No primeiro caso, se considerarmos a tríade “cidadão-direitos-Estado” como uma espécie de constante a compor a noção de cidadania (pelo menos do ponto de vista da experiência lingüística, como vimos no item 3.1) o foco da expressão “nova” cidadania dirige-se a um alargamento da dimensão “direitos”.

No segundo, o redimensionamento se dá em relação ao próprio “cidadão”, ampliando a base numérica de incluídos na noção.

Mas de forma geral esses dois enfoques encontram-se inter-relacionados, se considerarmos que os movimentos de luta por igualdade e respeito no tocante a gênero e diferenças raciais, de proteção a crianças, idosos, deficientes, sem contar os movimentos ecológicos, entre outros, dão corpo e voz a diversas formas de pressionar e reivindicar direitos que até então não eram considerados pelo discurso dominante .

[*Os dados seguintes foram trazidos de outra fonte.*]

PR #280, opened 2019-01-11
Only try to cleanup uiautomator process if instrumentation crashes

mykola-mokhnach:
Addresses https://github.com/appium/appium/issues/11978

@mstrelex Would you mind to help with testing of this PR?


mstrelex:
Sure, ETA: Monday (don't have the device now).

mykola-mokhnach:
🍸

lib/driver.js
```diff
@@ -285,13 +285,13 @@ class AndroidUiautomator2Driver extends BaseDriver {
...
 
-    // set up the modified UiAutomator2 server etc
-    await this.initUiAutomator2Server();
-
     // start an avd, set the language/locale, pick an emulator, etc...
     // TODO with multiple devices we'll need to parameterize this
     this.defaultIME = await helpers.initDevice(this.adb, this.opts);
 
+    // set up the modified UiAutomator2 server etc
+    await this.initUiAutomator2Server();
```
KazuCocoa: 👍

package.json
```diff
@@ -33,7 +33,6 @@
   ],
   "dependencies": {
     "@babel/runtime": "^7.0.0",
-    "adbkit": "^2.4.1",
```
KazuCocoa: 👍

mstrelex:
It works. thank you.

dpgraham:
@mykola-mokhnach Should I add this patch to 1.10?

mykola-mokhnach:
@dpgraham Yes, I would say this PR has a loot of goodness in it :)

lib/uiautomator2.js
```diff
@@ -99,116 +94,181 @@ class UiAutomator2Server {
...
+          } else if (!pmError) {
+            pmError = new Error('The instrumentation target is not listed by Package Manager');
+          }
         }
-        logger.debug(`Instrumentation '${INSTRUMENTATION_TARGET}' available`);
+        if (!isAmServiceAvailable) {
+          // https://travis-ci.org/appium/appium-uiautomator2-driver/jobs/478514097#L4806
+          amError = null;
+          try {
+            await this.adb.shell(['am']);
```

Assim é que Evelina Dagnino (1995) aponta para a existência de uma “nova cidadania” nas reivindicações dos diversos grupos tradicionalmente excluídos, negros, mulheres, homossexuais e outros, não só conquistando direitos previamente definidos, mas criando novos direitos, que surgem no bojo dessas mesmas lutas.

Na tríade que estamos evocando, “cidadão-direitos-Estado”, o pólo “cidadão” passa a ser qualificado com o nome do grupo do qual se faz parte; na verdade é por meio do grupo que se estabelece a relação dos cidadãos com o Estado.